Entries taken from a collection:
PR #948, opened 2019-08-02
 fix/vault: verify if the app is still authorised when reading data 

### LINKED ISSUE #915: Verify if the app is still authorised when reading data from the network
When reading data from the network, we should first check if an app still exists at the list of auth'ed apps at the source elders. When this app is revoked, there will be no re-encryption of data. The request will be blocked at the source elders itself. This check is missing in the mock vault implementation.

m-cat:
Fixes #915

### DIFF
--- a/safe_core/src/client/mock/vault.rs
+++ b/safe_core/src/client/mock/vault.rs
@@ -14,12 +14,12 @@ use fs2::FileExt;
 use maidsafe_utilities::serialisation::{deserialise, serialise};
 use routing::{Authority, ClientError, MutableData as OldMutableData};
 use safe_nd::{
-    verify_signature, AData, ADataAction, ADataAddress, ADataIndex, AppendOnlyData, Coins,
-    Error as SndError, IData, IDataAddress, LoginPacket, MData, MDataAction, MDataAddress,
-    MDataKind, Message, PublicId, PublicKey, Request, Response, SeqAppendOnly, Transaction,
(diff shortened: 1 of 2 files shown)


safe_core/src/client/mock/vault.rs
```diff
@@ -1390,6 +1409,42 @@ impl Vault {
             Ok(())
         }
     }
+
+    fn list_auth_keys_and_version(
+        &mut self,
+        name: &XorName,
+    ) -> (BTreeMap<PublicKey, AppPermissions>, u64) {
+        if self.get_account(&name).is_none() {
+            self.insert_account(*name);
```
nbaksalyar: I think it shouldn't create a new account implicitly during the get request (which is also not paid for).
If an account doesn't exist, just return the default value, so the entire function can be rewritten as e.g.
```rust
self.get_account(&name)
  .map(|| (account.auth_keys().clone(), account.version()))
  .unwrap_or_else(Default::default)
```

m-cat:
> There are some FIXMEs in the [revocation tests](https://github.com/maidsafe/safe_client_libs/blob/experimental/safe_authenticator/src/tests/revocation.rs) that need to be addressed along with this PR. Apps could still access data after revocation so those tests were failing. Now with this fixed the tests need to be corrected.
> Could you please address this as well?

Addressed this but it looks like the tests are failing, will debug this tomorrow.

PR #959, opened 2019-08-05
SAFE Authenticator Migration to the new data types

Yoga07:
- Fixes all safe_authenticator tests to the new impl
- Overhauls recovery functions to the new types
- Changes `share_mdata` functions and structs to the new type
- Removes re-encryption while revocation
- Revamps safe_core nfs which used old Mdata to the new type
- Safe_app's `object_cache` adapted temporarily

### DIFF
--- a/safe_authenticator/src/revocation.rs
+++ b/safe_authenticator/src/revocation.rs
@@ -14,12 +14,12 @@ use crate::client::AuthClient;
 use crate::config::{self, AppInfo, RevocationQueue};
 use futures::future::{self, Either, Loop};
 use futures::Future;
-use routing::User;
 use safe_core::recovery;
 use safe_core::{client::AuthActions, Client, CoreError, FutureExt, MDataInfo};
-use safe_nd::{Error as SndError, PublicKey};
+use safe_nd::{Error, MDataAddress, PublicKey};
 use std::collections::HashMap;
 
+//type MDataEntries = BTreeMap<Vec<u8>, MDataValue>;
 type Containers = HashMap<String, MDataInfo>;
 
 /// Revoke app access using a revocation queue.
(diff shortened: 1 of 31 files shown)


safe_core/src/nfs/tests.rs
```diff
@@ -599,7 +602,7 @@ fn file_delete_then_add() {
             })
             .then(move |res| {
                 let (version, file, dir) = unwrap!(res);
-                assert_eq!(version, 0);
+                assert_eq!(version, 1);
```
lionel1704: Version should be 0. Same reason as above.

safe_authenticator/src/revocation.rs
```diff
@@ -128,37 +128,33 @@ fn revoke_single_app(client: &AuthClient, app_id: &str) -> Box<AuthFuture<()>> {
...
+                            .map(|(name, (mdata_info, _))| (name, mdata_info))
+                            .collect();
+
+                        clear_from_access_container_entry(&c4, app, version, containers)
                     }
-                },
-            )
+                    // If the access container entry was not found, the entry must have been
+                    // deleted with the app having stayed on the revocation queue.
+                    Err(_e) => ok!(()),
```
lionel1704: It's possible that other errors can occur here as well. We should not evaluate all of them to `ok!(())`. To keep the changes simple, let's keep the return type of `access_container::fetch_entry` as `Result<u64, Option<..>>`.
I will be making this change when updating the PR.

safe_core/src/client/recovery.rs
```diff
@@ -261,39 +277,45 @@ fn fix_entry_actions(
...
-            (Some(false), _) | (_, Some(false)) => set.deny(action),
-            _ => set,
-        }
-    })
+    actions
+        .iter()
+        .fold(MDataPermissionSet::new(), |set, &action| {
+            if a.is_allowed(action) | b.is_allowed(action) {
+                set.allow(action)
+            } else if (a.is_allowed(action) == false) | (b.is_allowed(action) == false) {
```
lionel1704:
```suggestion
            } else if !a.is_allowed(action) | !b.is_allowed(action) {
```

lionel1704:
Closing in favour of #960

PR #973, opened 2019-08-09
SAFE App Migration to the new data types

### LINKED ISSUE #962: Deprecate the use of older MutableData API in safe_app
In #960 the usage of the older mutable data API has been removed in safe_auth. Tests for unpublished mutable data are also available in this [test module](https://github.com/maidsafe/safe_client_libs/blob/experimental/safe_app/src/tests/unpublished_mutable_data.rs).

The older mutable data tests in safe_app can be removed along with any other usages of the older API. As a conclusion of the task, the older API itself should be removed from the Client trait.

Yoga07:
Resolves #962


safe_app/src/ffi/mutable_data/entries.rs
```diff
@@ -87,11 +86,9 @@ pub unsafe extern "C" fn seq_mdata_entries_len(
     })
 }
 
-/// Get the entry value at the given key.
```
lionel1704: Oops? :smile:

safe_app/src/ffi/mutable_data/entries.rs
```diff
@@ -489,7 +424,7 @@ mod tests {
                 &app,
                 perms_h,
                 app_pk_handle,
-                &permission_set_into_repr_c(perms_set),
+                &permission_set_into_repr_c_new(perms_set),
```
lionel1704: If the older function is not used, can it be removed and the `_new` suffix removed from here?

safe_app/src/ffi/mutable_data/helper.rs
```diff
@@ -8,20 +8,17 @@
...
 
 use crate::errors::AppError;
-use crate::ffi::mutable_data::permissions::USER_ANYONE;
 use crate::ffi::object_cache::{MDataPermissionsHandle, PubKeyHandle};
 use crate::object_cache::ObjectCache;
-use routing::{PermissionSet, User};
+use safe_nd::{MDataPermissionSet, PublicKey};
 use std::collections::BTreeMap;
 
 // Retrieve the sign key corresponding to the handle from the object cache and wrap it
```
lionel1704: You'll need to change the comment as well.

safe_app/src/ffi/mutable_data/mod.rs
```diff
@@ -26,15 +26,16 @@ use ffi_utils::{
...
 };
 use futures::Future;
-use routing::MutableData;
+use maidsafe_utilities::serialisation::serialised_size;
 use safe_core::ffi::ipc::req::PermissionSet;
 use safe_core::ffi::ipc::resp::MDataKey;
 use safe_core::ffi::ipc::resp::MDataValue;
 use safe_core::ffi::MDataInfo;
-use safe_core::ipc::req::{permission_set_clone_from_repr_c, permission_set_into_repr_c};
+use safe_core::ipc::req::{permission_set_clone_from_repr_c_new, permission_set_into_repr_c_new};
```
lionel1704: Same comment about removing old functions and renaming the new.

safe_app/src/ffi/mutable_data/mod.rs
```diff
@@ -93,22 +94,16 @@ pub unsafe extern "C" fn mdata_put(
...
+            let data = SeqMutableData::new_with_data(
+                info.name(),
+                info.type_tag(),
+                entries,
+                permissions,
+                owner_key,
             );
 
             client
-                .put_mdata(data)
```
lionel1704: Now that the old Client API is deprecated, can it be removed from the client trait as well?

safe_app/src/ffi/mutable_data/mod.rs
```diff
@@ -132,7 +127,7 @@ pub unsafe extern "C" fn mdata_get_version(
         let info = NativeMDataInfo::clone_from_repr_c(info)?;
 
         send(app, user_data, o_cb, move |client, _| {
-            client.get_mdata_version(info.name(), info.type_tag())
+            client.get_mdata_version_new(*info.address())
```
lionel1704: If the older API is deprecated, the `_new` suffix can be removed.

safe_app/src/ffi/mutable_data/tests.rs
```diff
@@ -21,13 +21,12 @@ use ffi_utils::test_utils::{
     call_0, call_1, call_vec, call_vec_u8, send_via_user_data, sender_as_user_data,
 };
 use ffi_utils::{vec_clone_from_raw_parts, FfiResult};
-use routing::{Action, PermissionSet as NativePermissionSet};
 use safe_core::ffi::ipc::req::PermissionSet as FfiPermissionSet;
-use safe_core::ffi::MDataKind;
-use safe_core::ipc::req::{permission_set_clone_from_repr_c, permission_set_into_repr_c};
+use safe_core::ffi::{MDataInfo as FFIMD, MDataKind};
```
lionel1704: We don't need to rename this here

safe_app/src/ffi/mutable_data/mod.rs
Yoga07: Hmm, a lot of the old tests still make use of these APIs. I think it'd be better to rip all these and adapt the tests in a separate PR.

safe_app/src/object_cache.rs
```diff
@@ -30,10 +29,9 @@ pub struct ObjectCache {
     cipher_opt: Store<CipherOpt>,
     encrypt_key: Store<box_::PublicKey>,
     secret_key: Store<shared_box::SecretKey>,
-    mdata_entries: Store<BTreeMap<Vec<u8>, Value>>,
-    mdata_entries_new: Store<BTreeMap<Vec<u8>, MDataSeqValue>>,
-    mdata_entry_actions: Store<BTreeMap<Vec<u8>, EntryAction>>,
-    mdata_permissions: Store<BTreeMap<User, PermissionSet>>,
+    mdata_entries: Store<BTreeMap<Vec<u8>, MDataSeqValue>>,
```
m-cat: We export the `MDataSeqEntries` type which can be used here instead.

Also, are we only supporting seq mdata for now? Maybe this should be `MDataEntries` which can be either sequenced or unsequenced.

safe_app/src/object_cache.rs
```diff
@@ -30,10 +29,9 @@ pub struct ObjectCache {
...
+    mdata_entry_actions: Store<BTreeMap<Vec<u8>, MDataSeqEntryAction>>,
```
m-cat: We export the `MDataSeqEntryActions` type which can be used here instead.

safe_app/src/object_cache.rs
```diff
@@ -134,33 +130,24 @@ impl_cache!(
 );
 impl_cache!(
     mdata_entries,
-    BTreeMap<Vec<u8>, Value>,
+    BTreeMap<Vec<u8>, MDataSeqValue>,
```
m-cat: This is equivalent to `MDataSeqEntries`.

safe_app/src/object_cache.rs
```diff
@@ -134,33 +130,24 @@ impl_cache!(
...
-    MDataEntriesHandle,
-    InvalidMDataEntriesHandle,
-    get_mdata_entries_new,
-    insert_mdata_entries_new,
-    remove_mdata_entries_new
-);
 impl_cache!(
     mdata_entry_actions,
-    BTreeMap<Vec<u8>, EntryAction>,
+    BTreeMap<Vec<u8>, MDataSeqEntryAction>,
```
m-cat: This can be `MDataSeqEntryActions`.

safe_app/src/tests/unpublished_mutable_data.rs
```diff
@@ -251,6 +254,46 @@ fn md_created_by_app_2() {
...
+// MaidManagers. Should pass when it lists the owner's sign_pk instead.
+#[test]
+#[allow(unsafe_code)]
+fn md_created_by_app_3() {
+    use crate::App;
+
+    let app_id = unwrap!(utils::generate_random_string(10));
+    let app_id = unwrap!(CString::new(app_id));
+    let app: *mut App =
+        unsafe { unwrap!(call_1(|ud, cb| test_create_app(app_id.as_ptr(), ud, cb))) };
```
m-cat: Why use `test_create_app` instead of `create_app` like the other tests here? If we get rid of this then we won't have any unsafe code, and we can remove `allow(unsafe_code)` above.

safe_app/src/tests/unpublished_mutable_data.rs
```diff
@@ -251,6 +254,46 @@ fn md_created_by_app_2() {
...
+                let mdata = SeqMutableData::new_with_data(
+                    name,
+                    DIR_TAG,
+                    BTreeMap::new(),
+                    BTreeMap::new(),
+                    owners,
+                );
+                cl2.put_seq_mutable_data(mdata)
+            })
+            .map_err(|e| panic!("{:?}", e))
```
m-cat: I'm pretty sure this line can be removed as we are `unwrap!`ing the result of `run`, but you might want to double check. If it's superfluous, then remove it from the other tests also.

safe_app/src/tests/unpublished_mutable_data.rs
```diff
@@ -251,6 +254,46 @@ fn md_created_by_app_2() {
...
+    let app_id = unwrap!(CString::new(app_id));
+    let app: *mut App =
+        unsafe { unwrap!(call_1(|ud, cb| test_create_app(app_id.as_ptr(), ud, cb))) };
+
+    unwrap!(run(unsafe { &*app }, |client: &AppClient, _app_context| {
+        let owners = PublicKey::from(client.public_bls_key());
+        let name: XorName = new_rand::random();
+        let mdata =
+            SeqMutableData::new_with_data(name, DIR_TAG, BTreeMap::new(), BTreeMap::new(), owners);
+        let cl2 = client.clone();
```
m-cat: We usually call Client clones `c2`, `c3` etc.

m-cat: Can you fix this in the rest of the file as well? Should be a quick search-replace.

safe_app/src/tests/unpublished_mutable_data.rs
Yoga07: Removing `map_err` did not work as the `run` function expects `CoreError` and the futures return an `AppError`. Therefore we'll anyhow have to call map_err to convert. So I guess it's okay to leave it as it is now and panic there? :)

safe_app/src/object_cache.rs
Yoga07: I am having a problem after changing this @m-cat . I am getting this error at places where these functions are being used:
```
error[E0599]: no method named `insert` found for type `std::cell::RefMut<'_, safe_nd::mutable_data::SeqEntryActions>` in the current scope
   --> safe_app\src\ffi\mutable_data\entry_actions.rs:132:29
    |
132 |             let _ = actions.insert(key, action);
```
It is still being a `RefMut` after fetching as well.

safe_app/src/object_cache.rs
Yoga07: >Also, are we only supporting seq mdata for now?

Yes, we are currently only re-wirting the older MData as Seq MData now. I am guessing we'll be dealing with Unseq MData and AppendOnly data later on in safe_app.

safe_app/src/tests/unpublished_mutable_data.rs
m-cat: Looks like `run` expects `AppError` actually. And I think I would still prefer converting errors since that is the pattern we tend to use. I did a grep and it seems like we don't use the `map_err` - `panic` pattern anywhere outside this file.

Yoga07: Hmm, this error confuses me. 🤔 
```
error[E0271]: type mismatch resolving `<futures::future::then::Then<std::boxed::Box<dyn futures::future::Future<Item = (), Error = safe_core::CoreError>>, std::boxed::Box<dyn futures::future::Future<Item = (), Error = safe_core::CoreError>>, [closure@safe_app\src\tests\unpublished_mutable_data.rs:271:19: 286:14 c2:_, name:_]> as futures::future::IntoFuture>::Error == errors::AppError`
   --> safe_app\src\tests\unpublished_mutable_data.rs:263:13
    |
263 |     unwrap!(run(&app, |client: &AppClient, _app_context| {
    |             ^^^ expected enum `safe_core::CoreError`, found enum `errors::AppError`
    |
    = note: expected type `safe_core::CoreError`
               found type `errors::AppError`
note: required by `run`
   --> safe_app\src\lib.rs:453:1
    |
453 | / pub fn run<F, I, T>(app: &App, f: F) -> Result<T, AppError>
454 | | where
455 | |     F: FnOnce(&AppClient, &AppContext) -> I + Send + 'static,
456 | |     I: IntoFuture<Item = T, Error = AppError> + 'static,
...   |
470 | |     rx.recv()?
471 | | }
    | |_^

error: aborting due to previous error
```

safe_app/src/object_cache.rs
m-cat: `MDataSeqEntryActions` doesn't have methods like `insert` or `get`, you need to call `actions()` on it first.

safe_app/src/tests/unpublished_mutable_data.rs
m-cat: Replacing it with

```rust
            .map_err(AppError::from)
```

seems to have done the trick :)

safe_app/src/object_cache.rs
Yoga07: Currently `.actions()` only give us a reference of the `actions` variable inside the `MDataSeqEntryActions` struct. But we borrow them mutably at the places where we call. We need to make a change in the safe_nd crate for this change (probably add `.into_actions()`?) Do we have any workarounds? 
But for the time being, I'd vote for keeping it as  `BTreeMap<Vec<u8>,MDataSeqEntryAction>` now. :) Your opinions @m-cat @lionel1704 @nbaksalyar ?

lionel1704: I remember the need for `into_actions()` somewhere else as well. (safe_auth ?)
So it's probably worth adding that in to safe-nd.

What the task requires: In the entries above, locate every line with the word "MDataValue" and copy it.

Response for this exercise:
+//type MDataEntries = BTreeMap<Vec<u8>, MDataValue>;
 use safe_core::ffi::ipc::resp::MDataValue;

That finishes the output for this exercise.